Noted Without (Much) Comment: Quotes from Hampl and Lopate

From Hampl:

“I think of the reader as a cat, endlessly fastidious, capable by turns of mordant indifference and riveted attention, luxurious, recumbent, ever poised. Whereas the writer is absolutely a dog, panting and moping, too eager for an affectionate scratch behind the ears, lunging frantically after any old stick thrown in the distance.”

“A memoirist must acquiesce to selectivity, like any artist. The version we dare to write is the only truth, the only relationship we can have with the past. Refuse to write your life and you have no life.”

From Lopate:

“…but the kinds of students drawn to creative nonfiction usually retain a taste for the unadulterated truth, and a naïve hope that here at last they will not have to lie, so that when you tell them “art is a lie” or some such clever- ness, they look at you with these large disappointed eyes.”

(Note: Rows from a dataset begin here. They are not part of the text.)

PR #2238, opened 2025-10-06
[JAX] Activation/Normalization to output amax for later quantization in CurrentScaling

phu0ngng:
# Description

Activation/Normalization to output amax for later quantization in CurrentScaling

## Type of change

- [ ] Infra/Build change
- [ ] Code refactoring

# Checklist:

### DIFF
--- a/transformer_engine/jax/cpp_extensions/activation.py
+++ b/transformer_engine/jax/cpp_extensions/activation.py
@@ -191,6 +191,7 @@ class ActLuPrimitive(BasePrimitive):
         dtype = dtypes.canonicalize_dtype(x_aval.dtype)
         assert dtype in [jnp.float32, jnp.float16, jnp.bfloat16]
         assert scale_aval is None or scale_aval.dtype == jnp.float32
+        assert amax_aval is None or amax_aval.dtype == jnp.float32
         assert x_aval.shape[-2] == act_len, (
             "activation input should be replicated by act_len in the -2 axis, got input shape"
             f" {x_aval.shape} and act_len {act_len}"
@@ -242,7 +243,7 @@ class ActLuPrimitive(BasePrimitive):
         """
         te_gated_act_lu_p lowering rules
         """
-        del out_dtype, scale_dtype, act_len, is_outer
+        del out_dtype, scale_dtype, act_len, is_outer, amax_scope, transpose_batch_sequence
         x_aval, scale_aval, amax_aval = ctx.avals_in
         assert x_aval.dtype in [jnp.float32, jnp.float16, jnp.bfloat16]
         assert scale_aval is None or scale_aval.dtype == jnp.float32
@@ -647,7 +648,7 @@ class BaseDActLuDBiasQuantizePrimitive(BasePrimitive):
         """
         te_dact_dbias_quantize_p abstract
         """
-        del act_enum, act_params
+        del act_enum, act_params, amax_scope, transpose_batch_sequence, output_amax_when_no_scaling
         dz_dtype = dtypes.canonicalize_dtype(dz_aval.dtype)
         assert dz_dtype in [jnp.float32, jnp.float16, jnp.bfloat16]
         assert x_aval.dtype == dz_dtype
@@ -656,6 +657,7 @@ class BaseDActLuDBiasQuantizePrimitive(BasePrimitive):
             f" {x_aval.shape} and act_len {act_len}"
         )
         assert scale_aval.dtype == jnp.float32
+        assert amax_aval.dtype == jnp.float32
 
         assert scaling_mode != ScalingMode.CURRENT_TENSOR_SCALING.value, (
             "Current tensor scaling is not supported for fused dact and quantization. Please do"
@@ -1254,6 +1256,8 @@ def act_lu(
         If quantizer is provided:
             A ScaledTensor containing the quantized activated input.
     """
+    # TODO(Phuong): remove the output_amax_when_no_scaling exposure by introducing _act_lu_impl()
+    # Do the same with dact_dbias_quantize() and layernorm_fwd()
     act_type_id = ActivationEnum[activation_type].value
     act_len = len(activation_type)
     assert x.shape[-2] == act_len, (
@@ -1418,7 +1422,6 @@ def quantize_dact_dbias(
             scale,
             amax,
             # outputs float32 for dbias accumulation
-            # TODO: remove this upcast
             out_dtype=(jnp.float32 if is_dbias else x.dtype),
             # default value for no scaling, TE/common ignore this value when scale is unset
             scaling_mode=ScalingMode.NO_SCALING.value,
--- a/transformer_engine/jax/cpp_extensions/activation.py
+++ b/transformer_engine/jax/cpp_extensions/activation.py
@@ -148,7 +148,6 @@ class ActLuPrimitive(BasePrimitive):
     name = "te_act_lu_ffi"
     multiple_results = True
     impl_static_args = (
-        2,
         3,
         4,
         5,
@@ -156,7 +155,11 @@ class ActLuPrimitive(BasePrimitive):
         7,
         8,
         9,
-    )  # out_dtype, act_enum, act_len, scaling_mode, is_2x, scale_dtype, is_outer, act_params
+        10,
+        11,
+        12,
+        13,
+    )  # out_dtype, act_enum, act_len, scaling_mode, is_2x, scale_dtype, act_params, amax_scope, transpose_batch_sequence, output_amax_when_no_scaling, is_outer
     inner_primitive = None
     outer_primitive = None
 
@@ -164,6 +167,7 @@ class ActLuPrimitive(BasePrimitive):
     def abstract(
         x_aval,
         scale_aval,
+        amax_aval,
         *,
         out_dtype,
         act_enum,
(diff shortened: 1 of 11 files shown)


transformer_engine/jax/cpp_extensions/activation.py
```diff
@@ -148,36 +148,43 @@ class ActLuPrimitive(BasePrimitive):
...
+        amax_scope,
+        transpose_batch_sequence,
+        output_amax_when_no_scaling,
+        is_outer,
     ):
         """
         te_act_lu_p abstract
         """
-        del act_enum, act_params
+        del act_enum, act_params, amax_scope, transpose_batch_sequence, output_amax_when_no_scaling
```
jberchtold-nvidia: Can we add an assert here that we are using `ScalingMode.NO_SCALING` if `output_amax_when_no_scaling` is true?

transformer_engine/jax/cpp_extensions/activation.py
```diff
@@ -452,26 +495,40 @@ def partition(
...
+                is_outer=True,
             )
 
             if scaling_mode == ScalingMode.DELAYED_TENSOR_SCALING.value:
-                global_updated_amax = all_reduce_max_along_all_axes_except_PP(local_amax, mesh)
+                global_updated_amax = all_reduce_max_along_all_axes_except_PP(
+                    local_updated_amax, mesh
+                )
+            elif scaling_mode == ScalingMode.NO_SCALING.value and output_amax_when_no_scaling:
+                global_updated_amax = amax_scope.all_reduce_amax_along_TPSP_and_FSDP(
```
jberchtold-nvidia, line 531: Thanks for refactoring this so the logic for amax reduction isn't duplicated between primitives!

transformer_engine/jax/cpp_extensions/activation.py
```diff
@@ -1232,19 +1400,22 @@ def quantize_dact_dbias(
         f" {x.shape} and act_len {act_len}"
     )
 
-    scale = jnp.empty((), jnp.float32)
+    scale = jnp.empty((1,), jnp.float32)
+    amax = jnp.zeros((1,), jnp.float32)  # need to init with zero and shape=(1,)
```
jberchtold-nvidia, line 1411: Why does this amax need to be an input to the primitive? We only every output an amax from fused act, right?  Is this just to allow JAX to zero out the buffer instead of nvte_memset?

transformer_engine/jax/cpp_extensions/normalization.py
```diff
@@ -110,15 +111,20 @@ def abstract(
...
         scale_dtype,
+        amax_scope,
+        transpose_batch_sequence,
+        output_amax_when_no_scaling,
         is_outer,
     ):
         """
         LayerNorm fwd inner primitive abstract
         """
+        del amax_scope, transpose_batch_sequence, output_amax_when_no_scaling
```
jberchtold-nvidia: Can we assert here in the abstract that `output_amax_when_no_scaling` is only allowed to be True when the scaling mode is NO_SCALING and we are not using cuDNN norm? Same for norm bwd abstract

transformer_engine/jax/csrc/extensions/normalization.cpp
```diff
@@ -123,8 +132,6 @@ Error_Type NormForwardFFI(cudaStream_t stream, Buffer_Type x_buf, Buffer_Type sc
 
   if (scaling_mode == JAXX_Scaling_Mode::DELAYED_TENSOR_SCALING && is_fp8_dtype(out_dtype)) {
     output_tensor.set_scale(scale, DType::kFloat32, std::vector<size_t>{1});
-    nvte_memset(amax, 0, sizeof(float), stream);
```
jberchtold-nvidia, line 126: Do we know if `jnp.zeros` is faster or is this just a simplification for refactoring purposes? Previously, we saw a cudaMemset being slower than a fill kernel, but I am unsure which `jnp.zeros` is doing or if JAX/XLA can combine multiple zeros into a single op.

transformer_engine/jax/flax/module.py
jberchtold-nvidia, line 1081: Can we add a TODO to utilize `output_amax_if_no_scaling` here for the unfused norm codepath in the modules? I agree, that it is not as high priority as our fused VJP path as that is the most optimal path we want to optimize

jberchtold-nvidia: Update: I think `output_amax_if_no_scaling` should not be in the public API and should instead be internal to `cpp_extensions`. In the future, when we want to support this unfused cases like here, we can add it. But for now we don't, so we don't need to do anything here

transformer_engine/jax/cpp_extensions/normalization.py
```diff
@@ -1091,7 +1178,9 @@ def rmsnorm_fwd(
     zero_centered_gamma: bool,
     epsilon: float,
     quantizer: Optional[Quantizer],
-    amax_scope: AmaxScope = AmaxScope.LOCAL,
+    amax_scope: AmaxScope = AmaxScope.TPSP,
+    transpose_batch_sequence: bool = False,
+    output_amax_when_no_scaling: bool = False,
```
jberchtold-nvidia, line 1190: I don't think `output_amax_when_no_scaling` should be exposed publicly outside of `cpp_extensions` for now as afaict we don't use it anywhere in this PR. The logic to use this can be determined internally in `cpp_extensions` as is already done for the current scaling case. If I'm missing something, lmk, thanks!

transformer_engine/jax/cpp_extensions/activation.py
```diff
@@ -1209,6 +1374,9 @@ def quantize_dact_dbias(
     is_dbias: bool = True,
     quantizer: Optional[Quantizer] = None,
     act_params: Optional[ActivationParams] = None,
+    amax_scope: AmaxScope = AmaxScope.LOCAL,
+    transpose_batch_sequence: bool = False,
+    output_amax_when_no_scaling: bool = False,
```
jberchtold-nvidia, line 1386: I don't think `output_amax_when_no_scaling` should be exposed publicly outside of `cpp_extensions` for now as afaict we don't use it anywhere in this PR. The logic to use this can be determined internally in `cpp_extensions` as is already done for the current scaling case. If I'm missing something, lmk, thanks!

transformer_engine/jax/cpp_extensions/normalization.py
```diff
@@ -882,6 +937,8 @@ def layernorm_fwd(
     epsilon: float,
     quantizer: Optional[Quantizer],
     amax_scope: AmaxScope = AmaxScope.LOCAL,
+    transpose_batch_sequence: bool = False,
+    output_amax_when_no_scaling: bool = False,
```
jberchtold-nvidia, line 948: I don't think `output_amax_when_no_scaling` should be exposed publicly outside of `cpp_extensions` for now as afaict we don't use it anywhere in this PR. The logic to use this can be determined internally in `cpp_extensions` as is already done for the current scaling case. If I'm missing something, lmk, thanks!

transformer_engine/jax/cpp_extensions/activation.py
phu0ngng: Yes, I added amax to activation and normalization primitives for two reasons:
1. Eliminate the nvte_memset
2. Stay consistent with quantization primitives.

transformer_engine/jax/cpp_extensions/normalization.py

“The greater sensitivity that today’s academy brings to issues of stereotyping seems to have rendered writing students preternaturally cautious, as though making any generalizations were invid- ious. It seems to me obviously desirable for a writing style to be able to move freely and easily from the concrete to the general and back. As for debatable generalizations, when a workshop voices exceptions to this or that generality in a fellow-student’s piece, I point out that we are not in a court of law. I would rather the emerging writer get into the habit of attempting sweeping generalizations, even if they prove not to be true in every instance, so long as they are enough true to stimulate thought.”

I selected these for their imagery or their relevance, respectively. I certainly feel like a pup seeking attention when I write. And like the students with “large disappointed eyes” in Lopate, I am frightened of inaccuracy. I want non-fiction, even creative non-fiction, to be really, really true. Everything I read suggests that this is impossible.

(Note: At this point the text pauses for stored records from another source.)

PR #2245, opened 2025-10-07
FSDP2 Weight Update Fix

vthumbe1503:
# Description

Fixes # (issue)

## Type of change

- [ ] Infra/Build change
- [ ] Code refactoring

## Changes

- Change A
- Change B

# Checklist:

### DIFF
--- a/tests/pytorch/distributed/run_fsdp2_model.py
+++ b/tests/pytorch/distributed/run_fsdp2_model.py
@@ -9,7 +9,7 @@ import sys
 import argparse
 
 import transformer_engine.pytorch as te
-from transformer_engine.common.recipe import Format, DelayedScaling
+from transformer_engine.common.recipe import Format, DelayedScaling, Float8CurrentScaling
 
 import torch
 import torch.distributed as dist
@@ -104,24 +104,19 @@ def _train(args):
     # FP8 Configuration
     fp8_format = Format.HYBRID
     fp8_recipe = DelayedScaling(fp8_format=fp8_format, amax_history_len=16, amax_compute_algo="max")
-
+    build_model_context_args = {}
     if not args.fp8_init:
         # Build model context (FP8 init)
         build_model_context = nullcontext
-        build_model_context_args = {}
-
+    else:
         from transformer_engine.pytorch import fp8_model_init
-
         build_model_context = fp8_model_init
         build_model_context_args["enabled"] = True
-
-        # Build the model with the specified context
-        with build_model_context(**build_model_context_args):
-            model = SimpleNet(args.input_size, args.hidden_size, args.output_size)
-    else:
-        model = SimpleNet(args.input_size, args.hidden_size, args.output_size)
+        build_model_context_args["recipe"] = fp8_recipe
     # Move the model to the correct device
-
+    # Build the model with the specified context
+    with build_model_context(**build_model_context_args):
+        model = SimpleNet(args.input_size, args.hidden_size, args.output_size)
     model.to(device)
 
     if LOCAL_RANK == 0:
@@ -163,13 +158,14 @@ def _train(args):
         # Zero the parameter gradients
         optimizer.zero_grad()
         input_data = torch.randn(args.batch_size, args.input_size).to(device)
-        output = model(input_data)
+        with te.fp8_autocast(enabled=True, fp8_recipe=fp8_recipe):
+            output = model(input_data)
         target = torch.randn(args.batch_size, args.output_size).to(device)
         loss = F.mse_loss(output, target)
         loss.backward()
         optimizer.step()
         if LOCAL_RANK == 0:
-            print(f"Rank {LOCAL_RANK}: Iteration {iteration} completed.")
+            print(f"Rank {LOCAL_RANK}: Iteration {iteration} completed with loss {loss.item()}")
 
     dist.destroy_process_group()
     if LOCAL_RANK == 0:
--- a/transformer_engine/pytorch/tensor/float8_tensor.py
+++ b/transformer_engine/pytorch/tensor/float8_tensor.py
@@ -4,6 +4,7 @@
 
 """Tensor class with FP8 data"""
 from __future__ import annotations
+import os
 from typing import Optional, Tuple, Iterable, Union
 import warnings
 
@@ -537,8 +538,34 @@ class Float8Tensor(Float8TensorStorage, QuantizedTensor):
         self._transpose = None
 
     @classmethod
-    def __torch_dispatch__(cls, func, types, args, kwargs=None):
+    def make_like(
+        cls,
+        tensor: QuantizedTensor,
+        *,
+        shape: Optional[Iterable[int]] = None,
+        dtype: Optional[torch.dtype] = None,
+        requires_grad: bool = False,
+        data: Optional[torch.Tensor] = None,
+    ) -> Float8Tensor:
+        """Create new Float8 tensor
+        By default, new tensor has the same attributes and underlying
+        data.
 
+        """
+        if shape is None:
+            shape = data.shape if data is not None else tensor.shape
+        dtype = dtype if dtype is not None else tensor.dtype
+        kwargs = tensor.get_metadata()
+        if data is not None:
+            kwargs["data"] = data
+            # TODO: Move common code to Base class and just update metadata here.
+            fp8_scale_inv = tensor._scale_inv.detach().clone()
+            kwargs["fp8_scale_inv"] = fp8_scale_inv
+
+        return cls(shape=shape, dtype=dtype, requires_grad=requires_grad, **kwargs)
+
+    @classmethod
+    def __torch_dispatch__(cls, func, types, args, kwargs=None):
         # View op
         if func == aten.view.default:
             tensor = args[0]
@@ -594,16 +621,19 @@ class Float8Tensor(Float8TensorStorage, QuantizedTensor):
                 Float8Tensor.make_like(tensor, data=split_tensor, shape=split_tensor.shape)
                 for split_tensor in func_out
             ]
-        if func == aten.new_zeros.default:
+
+        if func == aten.new_zeros.default or func == aten.zeros_like.default:
             tensor = args[0]
             data = tensor._data
+            extra_args = list(args[1:]) if len(args) > 1 else []
             func_out = data.__torch_dispatch__(
                 func,
                 types,
-                [data] + list(args[1:]),
+                [data] + extra_args,
                 kwargs,
             )
             return Float8Tensor.make_like(tensor, data=func_out, shape=func_out.shape)
+
         if func == torch.ops.aten.as_strided.default:
             tensor = args[0]
             data = tensor._data
@@ -614,6 +644,7 @@ class Float8Tensor(Float8TensorStorage, QuantizedTensor):
                 kwargs,
             )
             return Float8Tensor.make_like(tensor, data=func_out, shape=func_out.shape)
+
         if func == torch.ops.aten.detach.default:
             return cls.detach(args[0])
         if func == torch.ops.aten.clone.default:
--- a/transformer_engine/pytorch/tensor/quantized_tensor.py
+++ b/transformer_engine/pytorch/tensor/quantized_tensor.py
@@ -5,6 +5,7 @@
 """Tensor with quantized data"""
 
 from __future__ import annotations
+import os
 from typing import Callable, Optional, Tuple, Iterable, Any, Dict, Union
 import abc
 import copy
@@ -495,6 +496,10 @@ class QuantizedTensor(torch.Tensor):
                 and schema_arg.alias_info.is_write
             ):
                 arg.quantize_(new_arg)
+            elif isinstance(arg, list) and isinstance(new_arg, list):
+                # Recursively handle for lists of tensors
+                for a, na in zip(arg, new_arg):
+                    maybe_update_inplace(a, na, schema_arg)
 
         # In-place op: dequantize, perform op, and quantize
         if func._schema.is_mutable:


transformer_engine/pytorch/tensor/float8_tensor.py
```diff
@@ -635,9 +733,92 @@ def __torch_dispatch__(cls, func, types, args, kwargs=None):
...
+            metadata (Any): metadata sent out in fsdp_pre_all_gather used for reconstructing the Float8Tensor.
+            param_dtype (torch.dtype):
+            out (Optional[torch.Tensor], optional): _description_. Defaults to None.
+
+        Returns:
+            Tuple[Float8Tensor, Tuple[torch.Tensor, ...]]: Allgathered Float8Tensor and tuple of internal tensors
+            used by the Float8Tensor that was actually allgathered
+        """
+        # Import here to avoid circular imports
+        from ..fp8 import FP8GlobalStateManager
```
timmoon10: `transformer_engine.fp8` was deprecated in https://github.com/NVIDIA/TransformerEngine/pull/2256: 
```suggestion
        from ..quantization import FP8GlobalStateManager
```

transformer_engine/pytorch/tensor/float8_tensor.py
```diff
@@ -635,9 +733,92 @@ def __torch_dispatch__(cls, func, types, args, kwargs=None):
...
+                  "dtype": fake_dtype,
+                  "fp8_scale_inv": fp8_scale_inv,
+                  "fp8_dtype": fp8_dtype,
+                  "quantizer": quantizer,
+                  "requires_grad": False,
+                  "data": None,
+                  "data_transpose": None,
+                  }
+        fp8_args.update({"data" if is_in_fp8_autocast else "data_transpose": data})
+        return Float8Tensor(**fp8_args), (data, )
```
timmoon10: This manual transpose logic will break on Blackwell because FP8 transposes are only for Hopper. Also, it's unnecessary because we coerce the weight tensor to have the required data:
https://github.com/NVIDIA/TransformerEngine/blob/2712bb95cb4a4f7d1f2b8b473a2240ac3d6e7e58/transformer_engine/pytorch/module/linear.py#L263
https://github.com/NVIDIA/TransformerEngine/blob/2712bb95cb4a4f7d1f2b8b473a2240ac3d6e7e58/transformer_engine/pytorch/module/linear.py#L685

It would be simpler just to populate `_data` and to let the module lazily compute `_transpose` if needed.
```suggestion
        if out is not None:
            out._data = data
            out._transpose_invalid = True
            out.update_usage(
                rowwise_usage=out.quantizer.rowwise_usage,
                columnwise_usage=out.quantizer.columnwise_usage,
            )
            return
        fp8_args = {
            "shape": orig_shape,
            "dtype": fake_dtype,
            "fp8_scale_inv": fp8_scale_inv,
            "fp8_dtype": fp8_dtype,
            "quantizer": quantizer,
            "requires_grad": False,
            "data": data,
            "data_transpose": None,
        }
        return Float8Tensor(**fp8_args), (data, )
```

transformer_engine/pytorch/tensor/float8_tensor.py
```diff
@@ -635,9 +733,92 @@ def __torch_dispatch__(cls, func, types, args, kwargs=None):
...
+        Returns:
+            Tuple[Float8Tensor, Tuple[torch.Tensor, ...]]: Allgathered Float8Tensor and tuple of internal tensors
+            used by the Float8Tensor that was actually allgathered
+        """
+        # Import here to avoid circular imports
+        from ..fp8 import FP8GlobalStateManager
+        # Detect if we're within fp8_autocast scope. We'll be in 
+        # forward pass when within the fp8_autocast scope. Backward
+        # pass when outside of the fp8_autocast scope.
+        is_in_fp8_autocast = FP8GlobalStateManager.is_fp8_enabled()
```
timmoon10: Assuming that the forward pass is within an autocast and that the backward pass is outside is quite tenuous. I don't see a logical reason why this has to be true. For an example, `te.ops.Linear` supports the case with FP8 params and non-FP8 compute.

transformer_engine/pytorch/tensor/float8_tensor.py
```diff
@@ -635,9 +733,92 @@ def __torch_dispatch__(cls, func, types, args, kwargs=None):
...
+        quantizer = self._quantizer.copy()
+        if isinstance(quantizer, Float8CurrentScalingQuantizer) and mesh is not None:
+            # When sharded weight is updated after reduce scattering the gradients in FSDP2,
+            # we need to do amax reduction across the mesh to make sure all weight shards are
+            # updated with same scale inverse. Setting the state below in the quantizer will make
+            # sure that updated Quantized weight tensor have same scale inverse across all shards.
+            quantizer.amax_reduction_group = mesh.get_group()
+            quantizer.with_amax_reduction = True
+        is_transpose_needed = not self._transpose_invalid and self._transpose is not None
+        quantizer.set_usage(rowwise=not is_transpose_needed, columnwise=is_transpose_needed)
```
timmoon10: I don't think this is correct. I would expect the sharded weights to be unchanged between the forward and backward pass, but the transpose requirements are different in the forward and backward pass.

If we remove transpose logic from `fsdp_post_all_gather`, we can simply remove this logic:
```suggestion
```

transformer_engine/pytorch/module/base.py
```diff
@@ -1371,6 +1371,7 @@ def get_weight_workspace(
         # Note: Make sure weights have required usages, but do not
         # destroy unnecessary usages since they may be used later.
         if isinstance(tensor, QuantizedTensor):
+            quantizer = tensor._quantizer
```
timmoon10: This doesn't really make sense since there's no reason to force the tensor to match its internal quantizer. This logic is there to force the output tensor to match the user-provided quantizer. If we sometimes follow the quantizer and sometimes ignore it, then that makes it hard to reason about this function and requires knowledge of its internal implementation.

If the tensor is doing something wrong from following the quantizer, the right fix is to change the quantizer.

transformer_engine/pytorch/module/linear.py
```diff
@@ -240,7 +240,8 @@ def forward(
         weightmat = weight
         if fp8 or debug:
             # Configure quantizer
-            if weight_quantizer is not None:
+            # No need to set the quantizer states if weight is already quantized
+            if weight_quantizer is not None and not isinstance(weight, QuantizedTensor):
```
timmoon10, line 244: We want `get_weight_workspace` to actually respect the quantizer that's passed into it. Otherwise, you need to know its internal details to reason out the cases where it follows the quantizer and the cases where it ignores it. We should add logic so that `columnwise_usage=False` if FSDP is enabled.

tests/pytorch/distributed/run_fsdp2_model.py
```diff
@@ -103,25 +110,23 @@ def _train(args):
 
     # FP8 Configuration
     fp8_format = Format.HYBRID
-    fp8_recipe = DelayedScaling(fp8_format=fp8_format, amax_history_len=16, amax_compute_algo="max")
+    # fp8_recipe = DelayedScaling(fp8_format=fp8_format, amax_history_len=16, amax_compute_algo="max")
+    # fp8_recipe = Float8CurrentScaling(fp8_format=fp8_format)
+    fp8_recipe = MXFP8BlockScaling(fp8_format=fp8_format)
```
timmoon10: The quantization recipe should be configurable so that we can test all of them.

tests/pytorch/distributed/run_fsdp2_model.py
```diff
@@ -157,19 +166,34 @@ def _train(args):
...
+        print("Memory after materialization:", torch.cuda.memory_allocated(device)/1e6, "MB")
+
     optimizer = optim.Adam(model.parameters(), lr=1e-3)
 
     for iteration in range(args.iter):
         # Zero the parameter gradients
         optimizer.zero_grad()
         input_data = torch.randn(args.batch_size, args.input_size).to(device)
-        output = model(input_data)
+        with te.fp8_autocast(enabled=True, fp8_recipe=fp8_recipe):
```
timmoon10: We've deprecated `fp8_autocast` in https://github.com/NVIDIA/TransformerEngine/pull/2256 since we also support FP4:
```suggestion
        with te.autocast(enabled=True, recipe=fp8_recipe):
```

transformer_engine/pytorch/tensor/mxfp8_tensor.py
```diff
@@ -1,3 +1,4 @@
+
```
timmoon10:
```suggestion
```

transformer_engine/pytorch/tensor/mxfp8_tensor.py
```diff
@@ -317,33 +318,249 @@ def contiguous(
...
+            scale_invs = [tensor._rowwise_scale_inv, tensor._columnwise_scale_inv]
+            split_sizes_for_scale = [split_size, split_size // MXFP8_BLOCK_SCALING_SIZE]
+            for (scale_inv, split_size) in zip(scale_invs, split_sizes_for_scale):
+                scale_inv_out = scale_inv.__torch_dispatch__(
+                    func,
+                    types,
+                    [scale_inv, split_size] + list(args[2:]),
+                    kwargs,
+                )
+                out_data.append(scale_inv_out)
```
timmoon10: We should take the scale-inv padding into account. Alternatively, we could fall back to the dequantize-requantize impl if the dims are not multiples of 512.

transformer_engine/pytorch/tensor/mxfp8_tensor.py
```diff
@@ -317,33 +318,249 @@ def contiguous(
...
+
+        Returns:
+            shareded_tensors: Tuple[torch.Tensor, ...]: Tuple of tensors
+            that need to be all-gathered.
+            metadata: Tuple[Any]: Metadata needed for reconstructing the
+            MXFP8Tensor after all-gather.
+        """
+        # Import here to avoid circular imports
+        from ..fp8 import FP8GlobalStateManager
+        is_forward_pass = FP8GlobalStateManager.is_fp8_enabled()
```
timmoon10: This assumption is brittle and sometimes incorrect (e.g. `te.ops.Linear` with MXFP8 params and BF16 compute). Is there any other way we can detect if we are in the backward pass?

transformer_engine/pytorch/tensor/float8_tensor.py
vthumbe1503: Fixed this for Blackwell now.

transformer_engine/pytorch/module/linear.py
vthumbe1503: I think weight_quantizer doesn't make sense in the case of an already quantized tensor. Since we are never going to use that at all in the course of training.

My understanding is the code in this if statement is needed for the case when weights are in high precision and we need to quantize it appropriately for the forward and backward passes.

In case of Quantized weight tensor, whenever the weights go through a dequantization/requantization phase for a op, it is the weight._quantizer that is going to be used. Is my understanding right? If so, in alignment with your previous comment. I can set weight_quantizer = weight._quantizer in the case weight is the quantized tensor, so even the get_weight_workspace gets the right quantizer.

transformer_engine/pytorch/tensor/mxfp8_tensor.py
vthumbe1503: Yes, found another way, there is another function signature for pre_fsdp_all_gather that takes in module as argument which contains the current training state. Updated the code now

transformer_engine/pytorch/module/base.py
vthumbe1503: Agreed. Changed the quantizer that needs to be passed to the interface now.

transformer_engine/pytorch/tensor/mxfp8_tensor.py
vthumbe1503: Shouldn't the dims multiple be 128 instead of 512? I am already doing that at the moment and in that case it does default back to dequantize-requantize phase.

transformer_engine/pytorch/tensor/float8_tensor.py
vthumbe1503: Yes you are right sharded weights should have the quantizer config not changed. But allgathered weights does have different requirements for forward and backward pass. Fixed that logic now.

transformer_engine/pytorch/tensor/float8_tensor.py
vthumbe1503: Fixed it now. Using FSDP module's training state to decide to as to whether we are in forward pass.

tests/pytorch/distributed/run_fsdp2_model.py
vthumbe1503: Fixed

transformer_engine/pytorch/tensor/float8_tensor.py
vthumbe1503: not using fp8 module for deciding forward pass anymore.

transformer_engine/pytorch/quantized_tensor.py
```diff
@@ -501,8 +505,6 @@ def make_like(
             shape = data.shape if data is not None else tensor.shape
         dtype = dtype if dtype is not None else tensor.dtype
         kwargs = tensor.get_metadata()
-        if data is not None:
-            kwargs["data"] = data
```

As for the second quote of each writer, I am taking them for advice. Or I’ll try. Not to fear sweeping generalisations. To write even when I know that I can never touch “the whole truth and nothing but.”

An aside: It’s telling about memoirists that both Lopate and Hampl comment on (and decry) the old writers’ adage: “Show, Don’t Tell.”

Another aside: I nearly wrote “It’s interesting to me that both…” but then I remembered that “interesting” is meaningless. All it means is that I noticed it. “Telling” is slightly less vague. “Telling about memoirists” is better (although my browser doesn’t believe that “memoirist” is a word).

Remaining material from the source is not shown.